Coach Jurgen Klinsmann on Monday set his sights on ending South Korea’s Asian Cup title drought in Qatar next year, and told fans to blame him if they fall short.
South Korea are regional powerhouses who reached the 2002 World Cup semi-finals as co-hosts but they have not lifted the continental title since 1960.
Klinsmann has had mixed results since replacing Paulo Bento in February, failing to win in his first five games before racking up three straight victories.
The German legend said he would accept nothing less than the Asian Cup title when the pandemic-delayed tournament kicks off in January.
“We want to go there and win the Asian Cup,” the former Germany and United States boss told reporters.
“Win it and not say ‘maybe the final four’ or ‘maybe, maybe, maybe’. Not maybe — we go there to win it.”
South Korea will start as one of the Asian Cup favourites, with Klinsmann able to call on star names like Tottenham’s Son Heung-min, Bayern Munich’s Kim Min-jae and Paris Saint-Germain’s Lee Kang-in.
The Taeguk Warriors lost to Australia in the 2015 Asian Cup final and were bundled out by Qatar in the quarter-finals four years later.

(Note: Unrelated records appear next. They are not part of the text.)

PR #1303, opened 2022-07-17
CHROMEOS cros-snapshot.xml: Add manifest snapshot support

nuclearcat:
As we experienced problems with rootfs builds due rolling release
nature of ChromeOS tags, we introduce repo snapshot feature that
will allow us to freeze source tree to specific snapshot,
and build rootfs based on this snapshot

### DIFF
--- a/config/rootfs/chromiumos/scripts/build_board.sh
+++ b/config/rootfs/chromiumos/scripts/build_board.sh
@@ -5,6 +5,9 @@ BRANCH=$2
 SERIAL=$3
 DATA_DIR=$(pwd)
 USERNAME=$(/usr/bin/id -run)
+SCRIPT=$(realpath "$0")
+SCRIPTPATH=$(dirname "$SCRIPT")
+MANIFESTDIR=$(dirname "$SCRIPTPATH")
 
 function cleanup()
 {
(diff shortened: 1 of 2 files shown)


gctucker:
I think the snapshot manifest file name should include the revision it was taken from, e.g. R100 or the branch name. Then the manifest file name and git URL can be passed as arguments to `build_board.sh` which would pass it on to `repo init`.

nuclearcat:
I added current branch as parameter and variable in filename "construct". Still need to test build by hand, is it better like this?

config/rootfs/chromiumos/scripts/build_board.sh
```diff
@@ -25,7 +28,14 @@ git config --global user.email "bot@kernelci.org"
 git config --global user.name "KernelCI Bot"
 git config --global color.ui false
 repo init --repo-url https://chromium.googlesource.com/external/repo --manifest-url https://chromium.googlesource.com/chromiumos/manifest --manifest-name default.xml --manifest-branch ${BRANCH}
```
gctucker, line 30: How about using parameters for the git URL, git branch and manifest file name here? Then we could use the kernelci-core URL with the chromeos.kernelci.org branch and the snapshot name including the release version (R100 etc.).

nuclearcat: Definitely, great idea, it looks way more neat like this.
Done, updated, will do testing by hand when branch get updated

nuclearcat:
Build tested on jenkins: https://bot.staging.kernelci.org/job/denysf/job/cros-rootfs-build/10/

nuclearcat:
Should be fine to merge.

mgalka (approved):

PR #1313, opened 2022-07-20
CHROMEOS test-configs-chromeos.yaml: add chromiumos-grunt

alexandrasp:
Enable grunt device to run cros-flash test-plan.

### DIFF
--- a/config/core/test-configs-chromeos.yaml
+++ b/config/core/test-configs-chromeos.yaml
@@ -148,14 +148,29 @@ device_types:
         image: 'https://storage.chromeos.kernelci.org/images/rootfs/chromeos/chromiumos-hatch/20220621.0/amd64/bzImage'
         modules: 'https://storage.chromeos.kernelci.org/images/rootfs/chromeos/chromiumos-hatch/20220621.0/amd64/modules.tar.xz'
 
-  # Placeholder
-  # hp-11A-G6-EE-grunt_chromeos:
-  #   base_name: hp-11A-G6-EE-grunt
-  #   mach: x86
-  #   arch: x86_64
-  #   boot_method: depthcharge
-  #   params:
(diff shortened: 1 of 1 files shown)


alexandrasp:
@nuclearcat @gctucker With this changes we can but lava templates to run cros-flash at grunt, but It still missing the filters part, not sure about if it will cause any problem, so I put the `staging-skip` tag.

I already did some tests:
https://lava.collabora.dev/scheduler/job/6854818
https://lava.collabora.dev/scheduler/job/6854757

gctucker (commented):
With these changes you should be able to drop the `staging-skip` label.

alexandrasp:
PR updated, I also removed `kernel_reference` in order to add in the next PR that includes baseline test_plan.
Re-tested: https://lava.collabora.dev/scheduler/job/6863323

alexandrasp:
wow, I will rebase my branch..

gctucker:
I think it would be good to have this merged with the known issue around the block device number.  As `detect` isn't working, we could just set it to `mmcblk1` since it's the one that comes up the most often and keep track of an issue on the ChromeOS GitHub workboard about how to fix this properly.

Having the changes merged now will simplify rebase and checking the issue gets resolved.

alexandrasp:
> I think it would be good to have this merged with the known issue around the block device number. As `detect` isn't working, we could just set it to `mmcblk1` since it's the one that comes up the most often and keep track of an issue on the ChromeOS GitHub workboard about how to fix this properly.
> 
> Having the changes merged now will simplify rebase and checking the issue gets resolved.

@gctucker updated to `mmcblk1`.

gctucker (approved):
Thanks, let's merge this now and fix issues with the block device as a follow-up.

PR #1316, opened 2022-07-22
Add hatch and grunt config for Chromium OS

gctucker:
Add config entries for Chromium OS R100 rootfs images for the hatch and grunt Chromebooks.


nuclearcat (approved):
LGTM

PR #1317, opened 2022-07-22
Revert "kernelci.config.lab: add config_path attribute"

gctucker:
This reverts commit add1ffa86a8658c9134f19020395d61fbd588c01.

It's not necessary to have a configured template path as all the base
templates should be in runtime/base.  Then they can extend other
templates in sub-directories if needed e.g. "extends
base/foo-bar/something.jinja2" without any YAML config.


nuclearcat (approved):
LGTM
( did few runs with this patch, but not sure where to dig for possible failures :) )

PR #1324, opened 2022-07-27
test-configs.yaml: Add mt8192-asurada-spherion-r0

nfraprado:
Add an entry for the mt8192-asurada-spherion-r0 device and enable the
baseline tests for it.

At this moment the devicetree for this machine is only available on linux-next.

baseline test LAVA run: https://lava.collabora.dev/scheduler/job/6896370
baseline-nfs test LAVA run: https://lava.collabora.dev/scheduler/job/6900379

### DIFF
--- a/config/core/test-configs.yaml
+++ b/config/core/test-configs.yaml
@@ -1324,6 +1324,12 @@ device_types:
     boot_method: depthcharge
     filters: *arm64-chromebook-filters
 
+  mt8192-asurada-spherion-r0:
+    mach: mediatek
+    class: arm64-dtb
+    boot_method: depthcharge
+    filters: *arm64-chromebook-filters
+
   mustang:
     mach: apm
     class: arm64-dtb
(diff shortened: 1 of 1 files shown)


nfraprado:
Oh, and by the way, if I could get CC'ed in the email notifications when a regression for this platform is detected that would be pretty handy.

nuclearcat:
We are getting test results on staging: https://staging.kernelci.org/test/plan/id/6308176b50731923dce19db1/

gctucker:
> Oh, and by the way, if I could get CC'ed in the email notifications when a regression for this platform is detected that would be pretty handy.

That's an interesting "user story", something to keep in mind for the new dashboard / user experience stuff.  Basically, individual developers would be able to subscribe to particular notifications like this.

At the moment, email reports are sent to some fixed recipients based on the git tree name and type of test.  Bisection emails have some logic to dynamically work out the recipients based on the commit found, but the emails are not sent automatically at the moment to avoid causing any spam (issues that don't get fixed will keep having new emails generated every time a new revision is pushed on the same branch e.g. linux-next).

In the meantime, we have some people with eyeballs who can ping you when they notice anything going wrong with this platform ;)

nuclearcat:
Device passing baseline tests:
https://staging.kernelci.org/test/plan/id/6314319d2b630bea78985621/
And baseline-nfs:
https://staging.kernelci.org/test/plan/id/631431d70c0777293898569f/

nuclearcat (approved):
LGTM

nuclearcat:
Device works fine in tests and passing necessary baseline tests

PR #1325, opened 2022-07-27
Enable kernel configs to get full Spherion support

nfraprado:
This is based on #1324.

The logs on #1324 may give the impression that everything was already working, but with https://github.com/kernelci/bootrr/pull/17
applied, it becomes clear a whole lot of devices aren't probing: [LAVA run](https://lava.collabora.dev/scheduler/job/6896547).

This PR enables a bunch of kernel configs on the arm64-chromebook fragment in order to get everything probing: [LAVA run](https://lava.collabora.dev/scheduler/job/6896700). I'll also try to get these configs into the defconfig upstream. With the exception of `CONFIG_SND_DYNAMIC_MINORS`, there shouldn't be any issues getting them merged, but it will probably take some time.

It also gets most of the tests added in https://github.com/kernelci/bootrr/pull/20 passing: [LAVA run](https://lava.collabora.dev/scheduler/job/6896805). Display and audio aren't enabled in mainline for spherion yet, so those tests are failing still. There's also a small variance in device naming that can be fixed with [this commit](https://gitlab.collabora.com/nfraprado/linux/-/commit/6371e9f15506a5fad3a53ed454e772daddc81fbc). I'll send it upstream, but it could also be applied here in the mean time. Result: [LAVA run](https://lava.collabora.dev/scheduler/job/6900267)

Finally, there's the decoder tests failing, due to missing firmware:
```
remoteproc remoteproc0: Direct firmware load for mediatek/mt8192/scp.img failed with error -2
```

This firmware is already in linux-firmware, but the question is if we want to have a firmware in the baseline test.
I see three options:
1. add the scp firmware to the baseline test so that the decoder probes and the check passes
2. remove the decoder probe check in the baseline test to avoid adding a firmware to baseline
3. don't add the firmware nor remove the test, let it fail for now

TL;DR: with these configs and the additional kernel patch, most bootrr tests pass for spherion. The ones that don't either haven't been enabled in mainline yet (display and audio) and will automatically pass once they are, or they're just missing a firmware (decoder).


nuclearcat:
Regarding firmware, we have option **extra_firmware** for rootfs that allow to include required firmware.
Question is that baseline is really generic test, so it is important to know @mgalka and @gctucker opinion about possibility of including firmware in it. Because if we go such way, we need to include then also AMD Stoneyridge chipset GPU firmware too.
Maybe too much peripheral specific tests should be separate, like bullseye-cros-ec and bullseye-igt?

nuclearcat:
@nfraprado can you please rebase PR and make it ready for review? I think we can test it

nuclearcat:
https://storage.staging.kernelci.org/kernelci/staging-mainline/staging-mainline-20230111.0/arm64/defconfig+arm64-chromebook/gcc-10/lab-collabora/baseline-mt8192-asurada-spherion-r0.html
Looks like more devices detected, at least can spot "mtk-vcodec-enc" and stuff, and probably more tests passing.
Most important doesnt introduce any regressions or issues, thanks!

nuclearcat (approved):
LGTM

PR #1825, opened 2023-03-21
config/runtime: set restartPolicy to Never

gctucker:
As these jobs are "batch" jobs, disable automatic restarts and add options to automatically delete the jobs when they're done after a short period of time.  This is still useful to manually inspect logs when some jobs fail.


nuclearcat (approved):
LGTM, but need to be battle tested :)

PR #1829, opened 2023-03-21
config/lava/kselftest: Don't use a skipfile

broonie:
Currently we are using the LKFT skipfile for kselftest however this is
not ideal since it contains a lot of bitrotten entries for tests that
now run correctly (eg, the recently removed skip for the futex tests)
and masks any changes in state for the listed tests.  Since the
test-defintions integration will try to insert defaults if we don't
supply anything at all use /dev/null as the default test list, providing
an empty skiplist.

This also means we don't need to worry about getting skipgen installed
on the targets and running it which speeds things up ever so slightly.

If we need to skip tests we should probably maintain our own lists.

### DIFF
--- a/config/lava/kselftest/kselftest.jinja2
+++ b/config/lava/kselftest/kselftest.jinja2
@@ -21,7 +21,7 @@
       name: {{ plan }}
       parameters:
         TESTPROG_URL: {{ kselftests_url }}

Klinsmann said it was “right” that fans expect his team to lift the trophy and accepted that he will be to blame if they don’t.

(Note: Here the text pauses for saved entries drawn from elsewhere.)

PR #1844, opened 2023-03-27
test-configs: add mt8365-evk board

khilman:
Minimal support for mt8365-evk board has recently landed upstream.  Add to KernelCI.


khilman:
Example working LAVA job in lab-baylibre: https://lava.baylibre.com:51443/scheduler/job/3474731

“We have to aim for the highest goal, and if we don’t reach it then it’s the fault of the coach — no problem,” he said.
“But you have to set the goals, clear goals. This is what we will do.”
South Korea kick off their 2026 World Cup qualifying campaign at home to Singapore on Thursday, before travelling to face China five days later.

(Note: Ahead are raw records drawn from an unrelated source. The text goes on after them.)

PR #1845, opened 2023-03-28
generate_cros_manifest.sh: Add tool to generate ChromiumOS xml manifest

nuclearcat:
To create new version manifest we need to fetch it a bit unusual way using ChromiumOS SDK.
We had it as comments in build_board.sh, but this create more complexity, so it is better to make proper script to automate this process.

### DIFF
--- a/config/rootfs/chromiumos/scripts/generate_cros_manifest.sh
+++ b/config/rootfs/chromiumos/scripts/generate_cros_manifest.sh
@@ -1,0 +1,58 @@
+#!/bin/bash
+set -e
+BRANCH=$1
+DATA_DIR=$(pwd)
+USERNAME=$(/usr/bin/id -run)
+
+function cleanup()
+{
+  rc=$?
+  # During development we might need to keep SDK for debugging
+  # then please "touch .keep" in --output directory
+  if [ -f "$DATA_DIR/../.keep" ]; then
+    echo "Keeping SDK as required by .keep file flag"
+    exit $rc
+  fi
+  echo Cleanup on exit
+  # Delete old SDK directory to not waste space
+  [ -d "${DATA_DIR}/chromiumos-sdk" ] && sudo rm -rf ${DATA_DIR}/chromiumos-sdk && echo Old SDK deleted
+  exit $rc
+}
+
+trap cleanup EXIT
+
+# Check if branch is set
+# You can check list of existing at: https://chromium.googlesource.com/chromiumos/manifest/+refs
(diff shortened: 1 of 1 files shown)


nuclearcat:
Way how this script tested:
```
git clone https://github.com/kernelci/kernelci-core/

docker run \                                                                                                                                                                                                       
    --name kernelci-build-cros \                                                                                                                                                                                   
    -itd \                                                                                                                                                                                                         
    -v $(pwd):/kernelci-core \                                                                                                                                                                                     
    --device /dev/kvm \                                                                                                                                                                                            
    -v /dev:/dev \                                                                                                                                                                                                 
    -v $(pwd)/config:/etc/kernelci \                                                                                                                                                                               
    --privileged \                                                                                                                                                                                                 
    --user cros \                                                                                                                                                                                                  
    kernelci/cros-sdk:kernelci                                                                                                                                                                                     
                                                                                                                                                                                                                   
# Execute shell
docker exec \                                                                                                                                                                                                      
    -it kernelci-build-cros \                                                                                                                                                                                      
    /bin/bash            

# then manually run the script inside docker shell
/etc/kernelci/rootfs/chromiumos/scripts/generate_cros_manifest.sh

Preparing depot tools
... lot of text will be generated...
repo sync has finished successfully.
Generating manifest
Saved manifest to cros-snapshot.xml
Copying manifest
```
After that file cros-snapshot.xml can be found in kernelci-core directory

JenySadadia:
Why can't we un-comment lines from `build_board.sh`  to generate manifest?
What are the complexities will it introduce?

nuclearcat:
> Why can't we un-comment lines from `build_board.sh` to generate manifest? What are the complexities will it introduce?

It was just a hack to have them there as commented, i prefer to introduce separate script and remove commented code from build_board.sh, to not mix each tool purpose.
Especially as build_board.sh becoming too long/complicated and might need better structuring to understand what it does.

mgalka (approved):
A follow-up should be a clean-up and rework of the build_board.sh script

JenySadadia:
> > Why can't we un-comment lines from `build_board.sh` to generate manifest? What are the complexities will it introduce?
> 
> It was just a hack to have them there as commented, i prefer to introduce separate script and remove commented code from build_board.sh, to not mix each tool purpose. Especially as build_board.sh becoming too long/complicated and might need better structuring to understand what it does.

OK. Maybe we should think of migrating common functions to a script and using them in `build_board` and `generate_cros_manifest` files to avoid re-writing the same code.

PR #1850, opened 2023-03-30
rustc-1.6*-x86.jinja2: Add arch specific templates

nuclearcat:
As we have now docker image template with arch, such as: compiler:arch-fragments...
We need to add also template for rustc arch, x86 at moment.

### DIFF
--- a/config/docker/rustc-1.66-x86.jinja2
+++ b/config/docker/rustc-1.66-x86.jinja2
@@ -1,0 +1,9 @@
+{%- set sub_arch = 'amd64' %}
+{% extends 'rustc-1.66.jinja2' %}
+
+{% block packages %}
+{{ super() }}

They have also been drawn with Thailand in one of the toughest groups of the second round of Asian qualifiers.
Klinsmann said he had travelled to Singapore to scout their first opponents and warned his players that they have to “be serious”.
“You have to have a very professional mindset to go through World Cup qualifying, even if you have more slots available,” he said.
“It would be the wrong way to look at it.”
Klinsmann has not had a smooth ride since taking the job, with supporters and media accusing him of reneging on a pledge to move to the country, saying he spends more time at home in California than he does in South Korea.
Klinsmann defended his approach by pointing out that 70 percent of his players were based in Europe, and said he would “not change the way I work”.
“The KFA knew that I would go back and forth, they knew that I look at my work from an international perspective and not from a domestic,” he said.
“I’m not a K-League coach, I’m an international coach.”